What the task requires:
From the first line of the records down to the one that holds "Removing the following", transcribe each line exactly and add nothing.

Extracted records:
PR #3083, opened 2018-02-01
[Stable] Remove required libraries from module/lib

adamantike:
### Type of request:

- [ ] Bugfix
- [x] Code cosmetics
- [ ] Feature enhancement
- [ ] New feature
- [ ] New plugin

### Short description:

Removing the following required libraries from `module/lib`, as they are
already required by `pavement.py`:

* BeautifulSoup
* beaker
* jinja2
* simplejson
* thrift


GammaC0de:
That is true but I don't think it's a wise thing to do because:
- Many users just clone the latest stable branch for installing pyLoad, removing the libraries will cause creation of **lots** of github issues dealing with installation which is already not trivial.
- Some of the latest versions of the libraries are not backward compatible with the versions pyLoad uses, so until pyLoad cannot be installed with `pip install` command this is not a wise thing to do.

Sorry, I have to reject this. 😉

PR #3088, opened 2018-02-02
[Stable] Initial setup.py config

adamantike:
### Type of request:

- [ ] Bugfix
- [ ] Code cosmetics
- [x] Feature enhancement
- [ ] New feature
- [ ] New plugin

### Short description:
    
Adding an initial `setup.py` and `setup.cfg` configuration, to be able to automate installation, packaging and distribution.

A good packaging and distribution solution is required if we want to publish to PyPI, and improve the installation process for end users. It will also simplify the inclusion of other libraries as dependencies.


GammaC0de:
I am not familiar with this subject so if you don't mind, I prefer that @vuolter will review this.

Also, are you sure that BeautifulSoup, Beaker,  jinja2 and thrift should be in the dependencies? because they are already in pyLoad's the lib directory..

adamantike:
@GammaC0de this is mostly based in the [setup.py](https://github.com/pyload/pyload/blob/master/setup.py#L115-L172) file from `master`, and the [pavement.py](https://github.com/pyload/pyload/blob/stable/pavement.py#L20-L63) file from `stable` branch, which specifies the dependencies I added here.

The main goal is to completely remove the `module/lib` directory at some point, as it doesn't scale well if we want to keep adding new dependencies that could simplify some functionalities (database handling, CLI abstraction, test libraries, etc) without copying those packages' sources into this repo.

This is in no way a definitive version for these files, but is a step forward to simplify installation of a development environment by using `setup.py`.

pyblub:
@GammaC0de @vuolter is not really available. He is blocking the master branch and I highly doubt he really knows what he is doing. If possible, you should take over the project completely.

About the dependencies: It is never a good idea to copy the code of other modules directly in a project instead of specifying them as dependencies. It not only helps keeping your code base smaller, but the modules will stay up to date. You also reduce the time spent on maintaining the dependencies.

The only problem I see with changing certain structures in pyload (stable) is, that it might lead to new bugs and the branch becoming unstable. I am not sure what the best approach is to handle this.

That being said, I'm in favour of removing the dependencies and adding an ORM etc.

adamantike:
I can understand the `stable` branch needs to be stable for people to clone the project and run it. This change doesn't affect the execution at all, but other PRs will, and with the `master` branch blocked, there are two solutions I can think of:

- Release and tag commits more often: No need for people to clone the repo, if we release pyLoad versions often. They don't need to follow semver standards at first, if your concerns is not to bump to 0.5, 0.6, etc. Even by publishing 0.4.x versions would allow users to download tagged versions instead of current branch, and allow us to keep moving.
- Create a `develop` branch, and merge as often as we check we don't break anything. That's what `master` should be being used for.

GammaC0de:
@pyblub I had a view words with @vuolter couple of days a go, He is really really busy at work:
>**GammaC0de** Jan 27 22:30
@vuolter Where are you?

>**Walter Purcaro** Jan 30 23:55
 hello, I'm really really sorry I did not show up lately (I mean, in the latest month and over), but I was literally overwhelmed by work and other stuff, I've never been home in practice. O.O

> **Walter Purcaro** Jan 31 00:07
Alright, now you can post on twitter as pyload.

> GammaC0de Jan 31 00:12
:thumbsup: Thanks, nice to see you're back again :grinning:
there is a problem with codacy being stuck again..

> **Walter Purcaro** Jan 31 00:12
Sorry if this took me so long... Currently all the (my) data related to the project are on that damaged drive that I told you time ago and I can do nothing to recover them for now. I just reset the twitter password now. :worried:
.
I'll try to take a look (4 codacy)

As of taking control of the project:
- First of all, I have a lot of respect to @vuolter, I do not want to offend him.
- Secondly, I do not have full permissions to all the things in pyload (codacy for example).
- Thirdly, I am not a professional python coder (in fact I did not knew python at all before I started contributing to pyload) so there are many areas that @vuolter is much better than me - creating an installation release is one of them.

I hope this clarify the situation.

adamantike:
@GammaC0de That doesn't solve or helps in any way to find a solution to the current situation, which is people trying to help being completely blocked, and losing all interest in trying to contribute. The main issue is that development is stalled, trying to help by improving the `stable` branch a lot of times mean duplicating efforts that have already been done in `master`, or waiting for @vuolter for months. If he doesn't have the time, and you do, then there's no reason other than selfishness to open it up to you to keep moving and improving it.

You don't even need to be a **professional Python coder** to be in charge (and not the only one in charge, @vuolter can still be an admin for when he gets the time to come back). You only need to care about the project, to define what it needs, prioritize features and bugs, and be a facilitator for developers to contribute to it. And, as far as I have seen, you are excellent doing that.

I think we are not asking too much, we only want simple ways to contribute to the project without being blocked, making this piece of software better, and provide an excellent solution to its users.

snickers2k:
lol.. i've been waiting for this since years. There is no chance to get some users on board, without even having an automated-installation. sorry, jd2 is bad.. but this situation is worse.

PR #435, opened 2025-05-26
refactor(sspi): Kerberos client implementation

TheBestTvarynka:
Hi,
I refactored the Kerberos client implementation and added new test to check the Kerberos U2U negotiation.

### DIFF
--- a/src/kerberos/client/mod.rs
+++ b/src/kerberos/client/mod.rs
@@ -190,7 +190,7 @@ pub async fn initialize_security_context<'a>(
 
             let as_rep = as_exchange(client, yield_point, &kdc_req_body, pa_data_options).await?;
 
-            info!("AS exchange finished successfully.");
+            debug!("AS exchange finished successfully.");
 
             client.realm = Some(as_rep.0.crealm.0.to_string());
 
@@ -261,7 +261,7 @@ pub async fn initialize_security_context<'a>(
             let tgs_rep: KrbResult<TgsRep> = KrbResult::deserialize(&mut d)?;
             let tgs_rep = tgs_rep?;
 
-            info!("TGS exchange finished successfully");
+            debug!("TGS exchange finished successfully");
 
             let session_key_2 = extract_session_key_from_tgs_rep(&tgs_rep, &session_key_1, &client.encryption_params)?;
 
@@ -293,7 +293,7 @@ pub async fn initialize_security_context<'a>(
                 warn!("Kerberos ApReq Authenticator checksum GSS_C_DELEG_FLAG is not supported. Turning it off...");
                 flags.remove(GssFlags::GSS_C_DELEG_FLAG);
             }
-            info!(?flags, "ApReq Authenticator checksum flags");
+            debug!(?flags, "ApReq Authenticator checksum flags");
 
             let mut checksum_value = ChecksumValues::default();
             checksum_value.set_flags(flags);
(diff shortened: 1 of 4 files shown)


Cargo.toml
```diff
@@ -44,11 +44,13 @@ sha1 = { version = "0.10", default-features = false }
...
-picky-asn1 = "0.10"
-picky-asn1-der = "0.5"
-picky-asn1-x509 = "0.14"
-picky-krb = "0.9"
+
+picky = { path = "../picky-rs/picky", default-features = false }
+picky-asn1 = { path = "../picky-rs/picky-asn1" }
+picky-asn1-der = { path = "../picky-rs/picky-asn1-der" }
+picky-asn1-x509 = { path = "../picky-rs/picky-asn1-x509" }
+picky-krb = { path = "../picky-rs/picky-krb" }
```
TheBestTvarynka, line 52: https://github.com/Devolutions/picky-rs/pull/369

src/kerberos/client/generators.rs
```diff
@@ -68,9 +68,9 @@ const MD5_CHECKSUM_TYPE: [u8; 1] = [0x07];
 // https://www.rfc-editor.org/rfc/rfc4120#section-5.4.1
 pub const DEFAULT_AS_REQ_OPTIONS: [u8; 4] = [0x00, 0x81, 0x00, 0x10];
 
-// Renewable, Canonicalize, Enc-tkt-in-skey are on by default
+// Renewable, Canonicalize.
 // https://www.rfc-editor.org/rfc/rfc4120#section-5.4.1
-const DEFAULT_TGS_REQ_OPTIONS: [u8; 4] = [0x00, 0x81, 0x00, 0x08];
+const DEFAULT_TGS_REQ_OPTIONS: [u8; 4] = [0x00, 0x81, 0x00, 0x00];
```
TheBestTvarynka, line 73: I found a mistake here after writing new tests. We don't need to set the `enc-tkt-in-skey` flag by default. It should be set only when the Kerberos U2U is negotiated

Cargo.toml
CBenoit: Published!

TheBestTvarynka: @CBenoit I don't see a new version of the `picky-krb` on crates.io: https://crates.io/crates/picky-krb/versions

CBenoit: Oops… Looks like a bug, but it got moving again now

TheBestTvarynka:
@CBenoit the PR is ready for review :)

src/kerberos/client/mod.rs
```diff
@@ -1,2 +1,435 @@
...
+                        }),
+                        with_pre_auth: false,
+                        authenticator_nonce: OsRng.gen::<[u8; 4]>(),
+                    }))
+                }
+            };
+
+            let as_rep = as_exchange(client, yield_point, &kdc_req_body, pa_data_options).await?;
+
+            info!("AS exchange finished successfully.");
```
CBenoit, line 193: issue: Please avoid using INFO-level logs in libraries, as it tends to pollute usual logs of applications such as IronRDP and Devolutions Gateway. Let’s use DEBUG and TRACE only in the libraries. Feel free to use INFO in the binaries such as the `ffi` crate and other examples.

src/kerberos/server/mod.rs
CBenoit, line 1: nitpick: Appears to be an empty file now

PR #436, opened 2025-05-27
fix: lower info-level logs to debug-level

CBenoit:
Libraries should avoid issuing info-level logs.
We should stick to debug and trace levels.

cc @TheBestTvarynka


TheBestTvarynka (approved):
LGTM!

Problem solution:
PR #3083, opened 2018-02-01
[Stable] Remove required libraries from module/lib

adamantike:
### Type of request:

- [ ] Bugfix
- [x] Code cosmetics
- [ ] Feature enhancement
- [ ] New feature
- [ ] New plugin

### Short description:

Removing the following required libraries from `module/lib`, as they are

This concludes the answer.